*Your assignment:* Return the entire listing, word for word.

Collected data below:

PR #592, opened 2026-08-23
Account Updates for Security and Bug fixes

uogonemetal:
- [ADD] Added optional PBKDF2-HMAC-SHA256 password hashing for UOX3 accounts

End of Collected data.

*Task result:*
PR #592, opened 2026-08-23
Account Updates for Security and Bug fixes

uogonemetal:
- [ADD] Added optional PBKDF2-HMAC-SHA256 password hashing for UOX3 accounts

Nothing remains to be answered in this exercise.